Coupling large-eddy simulations with UAV measurement through inversion technique to estimate patch-level fluxes from heterogeneous tundra landscapes

Land cover change has direct implications on natural greenhouse gas emissions, as land-atmosphere interactions are function of the changing heterogeneity of the surface. Rapidly changing ecosystems, such as the Arctic, where permafrost wetting and draining is taking place in different regions in the northern latitudes, underlines the necessity of assessing patch-level emissions of greenhouse gases to better estimate net total fluxes. In this study, we combine high-resolution modelling of the atmospheric boundary layer with inverse modelling concepts to constrain land-atmosphere exchange fluxes at local to landscape scales, and explore relationships between different land cover types within heterogeneous landscapes and the net exchange processes between surface and atmosphere. We use EULAG (EUlerian LAGrangian), an established Large-Eddy Simulation model, to simulate high-resolution flow patterns induced by heterogeneous permafrost surfaces, and apply inversion techniques to infer the fluxes of the corresponding patch type forming the mixed land cover. Uncrewed Aerial Vehicles (UAV)-based grid surveys of gas concentrations are used to benchmark the spatial variability of modeled concentrations using EULAG, where we optimize for surface fluxes associated with each patch. We present a case study at Stordalen Mire in subarctic Sweden, where we use UAV measurements of methane and carbon dioxide mole fractions, and implement this inversion method to differentiate the flux rate signatures from different patch types, namely palsa, bog, and lakes.

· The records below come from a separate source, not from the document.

PR #2526, opened 2019-05-24
Avoid fiddling with the start date of query if is a query into the past

borkweb:
The start_date query param was being overridden on the list view for all queries that didn't have the start date set. However, on the base list view, a query into the past is needed to determine if the previous link is necessary, so overriding the start_date breaks it. This change prevents the override from occuring on queries that are looking into the past.

Additionally, this PR adds an acceptance test suite with tests to verify that the previous and next links are present at the right moments on initial page load.

Here's a screencast of the fix in action: http://p.tri.be/tl3g2q

See: https://central.tri.be/issues/127477


borkweb:
Hrm. There are a lot test errors that seem to have come from B19.07. We'll need to hunt those down in another PR and get them fixed before merging this PR.

bordoni:
Those errors seem to be related to a method missing in common.

bordoni:
@borkweb can you solve that common conflict, it prevents Travis from running.

.travis.yml
```diff
@@ -138,4 +138,5 @@ script:
   - codecept run views_rest
   - codecept run views_integration
   - codecept run views_ui
+  #- codecept run acceptance
```
juanfra: Looks good! And with tests in place! Are we adding this commented for any reason in particular?

borkweb: Yeah, adding as commented because I need to figure out some TravisCI issues that I'm having with the tests. I'll be figuring that out soon-ish!

juanfra: Perfect, thanks!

The inferred fluxes were validated with patch-level chamber measurements of methane and carbon dioxide. Our model evaluation shows a good match between modeled and observed concentrations while the resulting patch-level fluxes agree with the observed fluxes from chamber measurements. Our novel technique shows promising results in inferring patch type flux heterogeneity while facilitating the application of inversion methods to high resolution atmospheric models.